Set down the data below once more, precisely as it reads.

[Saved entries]
------------------------------------------------------------

Issue #1204, opened 2026-05-29
test_add_epub_file flakes nightly E2E when NotebookLM's server-side EPUB processing is down


teng-lin:
## Summary

`tests/e2e/test_file_upload.py::TestFileUpload::test_add_epub_file` fails whenever NotebookLM's backend cannot process an uploaded EPUB, surfacing as `notebooklm.exceptions.SourceProcessingError: Source <id> failed to process` (server sets `SourceStatus.ERROR`). This has been flaking the **Nightly E2E** workflow on `main` (failing 2026-05-25, 05-26, 05-29; passing 05-27, 05-28).

## Root-cause investigation (during v0.6.0 release prep, 2026-05-29)

Live-API probes against the same account:

| Probe | Content-type on wire | Result |
|---|---|---|
| Synthetic minimal EPUB — `release/v0.6.0` | `application/epub+zip` | `SourceStatus.ERROR` |
| Synthetic minimal EPUB — **v0.5.0** (released, known-good) | `application/epub+zip` | `SourceStatus.ERROR` |
| **Real** EPUB (Project Gutenberg #11, 137 KB) — v0.6.0 | `application/epub+zip` | `SourceStatus.ERROR` |
| Real EPUB, **explicit** `mime_type="application/epub+zip"` | `application/epub+zip` | `SourceStatus.ERROR` |
| Plain `.txt` — v0.6.0 | `text/plain` | **SUCCESS** |

Conclusions:
- **Not a client regression** — v0.5.0 fails identically.
- **Not a fixture-quality issue** — a real, well-formed EPUB fails the same way.
- **Not a MIME issue** — correct `application/epub+zip` is sent (both extension-inferred and explicit); server still returns `SourceStatus.ERROR`.
- **Not account/pipeline throttling** — `.txt` uploads and processes fine concurrently.

NotebookLM's server-side EPUB ingestion is intermittently failing (Google-side). The client uploads correctly and faithfully raises on the server's terminal error; the test just has no tolerance for a transient server-side processing outage.

## Proposed fix

Make `test_add_epub_file` resilient to a server-side processing failure outside our control, e.g. `xfail(raises=SourceProcessingError, strict=False)` or skip/xfail specifically when the terminal status is `SourceStatus.ERROR` within `wait_timeout`. Keep the upload/registration + `kind == SourceType.EPUB` assertions strict so a genuine client-side EPUB regression (bad MIME routing, wrong disposition, upload corruption) still fails.

[...]

PR #1451, opened 2026-06-05
test(e2e): extract assert_file_source helper for file-upload tests

teng-lin:
## What
Extracts a shared `assert_file_source(...)` helper and routes all 9 file-upload E2E tests through it, applying the #1204 registration-split (client contract vs server processing) consistently instead of 9 near-identical inline bodies.

## Behaviour by type
- **documents/images** (`pdf`, `text`, `markdown`, `csv`, `docx`, `jpg`, `epub`) — **full round-trip**: `add_file(wait=False)` registration must succeed (a client regression fails here, distinctly ours), then `wait_until_ready` asserts `kind`; a terminal `SourceStatus.ERROR` fails **loudly** with a triage note (chaining the original `SourceProcessingError`) rather than an opaque red.
- **dummy media** (`mp3`, `mp4`) — registration-only via `process=False` (a dummy media file can't transcribe). Unchanged behaviour, just routed through the helper.

## Notes
- **Behaviour-preserving:** `add_file(wait=True)` already calls `wait_until_ready` internally, so the split changes structure/attribution, not what's verified. The EPUB test keeps the loud-split from #1450 (now via the helper). `expected_title` is asserted only where the original did (the `tempfile`-based text/markdown tests don't have a clean name).
- **Media fixtures deferred:** producing real, processable `.mp3`/`.mp4` is a separate problem (no TTS here; ffmpeg isn't guaranteed in the nightly runners; non-speech audio may not transcribe) — left for a follow-up, so those two stay registration-only for now.
- Test-only; no `src` change, 0 api-compat allowlist entries.

## Summary by CodeRabbit

* **Tests**
  * Improved test infrastructure for file upload validation with a centralized helper function, ensuring consistent testing across multiple file formats (PDF, text, Markdown, CSV, MP3, MP4, DOCX, JPG, EPUB).

**Note:** This release contains no end-user visible changes.

### DIFF
--- a/tests/e2e/test_file_upload.py
+++ b/tests/e2e/test_file_upload.py
@@ -502,6 +502,57 @@ def create_minimal_epub(path: Path) -> None:
     path.write_bytes(buffer.getvalue())
 
 
+async def assert_file_source(
+    client,
+    notebook_id,
+    path,
+    *,
+    expected_kind,
+    mime_type=None,
+    expected_title=None,
+    process=True,
+    timeout=120.0,
+):
+    """Upload ``path``, then assert the client contract and (optionally) processing.
+
+    Splits the two concerns so a failure is attributable (see #1204):
+
+    - **Client contract** (always): ``add_file(wait=False)`` must return a source
+      with an id — and ``expected_title`` when given. A client-side regression (bad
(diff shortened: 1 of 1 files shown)


teng-lin:
@claude review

------------------------------------------------------------

▶ _WRITTEN REPLY_:
Issue #1204, opened 2026-05-29
test_add_epub_file flakes nightly E2E when NotebookLM's server-side EPUB processing is down


teng-lin:
## Summary

`tests/e2e/test_file_upload.py::TestFileUpload::test_add_epub_file` fails whenever NotebookLM's backend cannot process an uploaded EPUB, surfacing as `notebooklm.exceptions.SourceProcessingError: Source <id> failed to process` (server sets `SourceStatus.ERROR`). This has been flaking the **Nightly E2E** workflow on `main` (failing 2026-05-25, 05-26, 05-29; passing 05-27, 05-28).

## Root-cause investigation (during v0.6.0 release prep, 2026-05-29)

Live-API probes against the same account:

| Probe | Content-type on wire | Result |
|---|---|---|
| Synthetic minimal EPUB — `release/v0.6.0` | `application/epub+zip` | `SourceStatus.ERROR` |
| Synthetic minimal EPUB — **v0.5.0** (released, known-good) | `application/epub+zip` | `SourceStatus.ERROR` |
| **Real** EPUB (Project Gutenberg #11, 137 KB) — v0.6.0 | `application/epub+zip` | `SourceStatus.ERROR` |
| Real EPUB, **explicit** `mime_type="application/epub+zip"` | `application/epub+zip` | `SourceStatus.ERROR` |
| Plain `.txt` — v0.6.0 | `text/plain` | **SUCCESS** |

Conclusions:
- **Not a client regression** — v0.5.0 fails identically.
- **Not a fixture-quality issue** — a real, well-formed EPUB fails the same way.
- **Not a MIME issue** — correct `application/epub+zip` is sent (both extension-inferred and explicit); server still returns `SourceStatus.ERROR`.
- **Not account/pipeline throttling** — `.txt` uploads and processes fine concurrently.

NotebookLM's server-side EPUB ingestion is intermittently failing (Google-side). The client uploads correctly and faithfully raises on the server's terminal error; the test just has no tolerance for a transient server-side processing outage.

## Proposed fix

Make `test_add_epub_file` resilient to a server-side processing failure outside our control, e.g. `xfail(raises=SourceProcessingError, strict=False)` or skip/xfail specifically when the terminal status is `SourceStatus.ERROR` within `wait_timeout`. Keep the upload/registration + `kind == SourceType.EPUB` assertions strict so a genuine client-side EPUB regression (bad MIME routing, wrong disposition, upload corruption) still fails.

[...]

PR #1451, opened 2026-06-05
test(e2e): extract assert_file_source helper for file-upload tests

teng-lin:
## What
Extracts a shared `assert_file_source(...)` helper and routes all 9 file-upload E2E tests through it, applying the #1204 registration-split (client contract vs server processing) consistently instead of 9 near-identical inline bodies.

## Behaviour by type
- **documents/images** (`pdf`, `text`, `markdown`, `csv`, `docx`, `jpg`, `epub`) — **full round-trip**: `add_file(wait=False)` registration must succeed (a client regression fails here, distinctly ours), then `wait_until_ready` asserts `kind`; a terminal `SourceStatus.ERROR` fails **loudly** with a triage note (chaining the original `SourceProcessingError`) rather than an opaque red.
- **dummy media** (`mp3`, `mp4`) — registration-only via `process=False` (a dummy media file can't transcribe). Unchanged behaviour, just routed through the helper.

## Notes
- **Behaviour-preserving:** `add_file(wait=True)` already calls `wait_until_ready` internally, so the split changes structure/attribution, not what's verified. The EPUB test keeps the loud-split from #1450 (now via the helper). `expected_title` is asserted only where the original did (the `tempfile`-based text/markdown tests don't have a clean name).
- **Media fixtures deferred:** producing real, processable `.mp3`/`.mp4` is a separate problem (no TTS here; ffmpeg isn't guaranteed in the nightly runners; non-speech audio may not transcribe) — left for a follow-up, so those two stay registration-only for now.
- Test-only; no `src` change, 0 api-compat allowlist entries.

## Summary by CodeRabbit

* **Tests**
  * Improved test infrastructure for file upload validation with a centralized helper function, ensuring consistent testing across multiple file formats (PDF, text, Markdown, CSV, MP3, MP4, DOCX, JPG, EPUB).

**Note:** This release contains no end-user visible changes.

### DIFF
--- a/tests/e2e/test_file_upload.py
+++ b/tests/e2e/test_file_upload.py
@@ -502,6 +502,57 @@ def create_minimal_epub(path: Path) -> None:
     path.write_bytes(buffer.getvalue())
 
 
+async def assert_file_source(
+    client,
+    notebook_id,
+    path,
+    *,
+    expected_kind,
+    mime_type=None,
+    expected_title=None,
+    process=True,
+    timeout=120.0,
+):
+    """Upload ``path``, then assert the client contract and (optionally) processing.
+
+    Splits the two concerns so a failure is attributable (see #1204):
+
+    - **Client contract** (always): ``add_file(wait=False)`` must return a source
+      with an id — and ``expected_title`` when given. A client-side regression (bad
(diff shortened: 1 of 1 files shown)


teng-lin:
@claude review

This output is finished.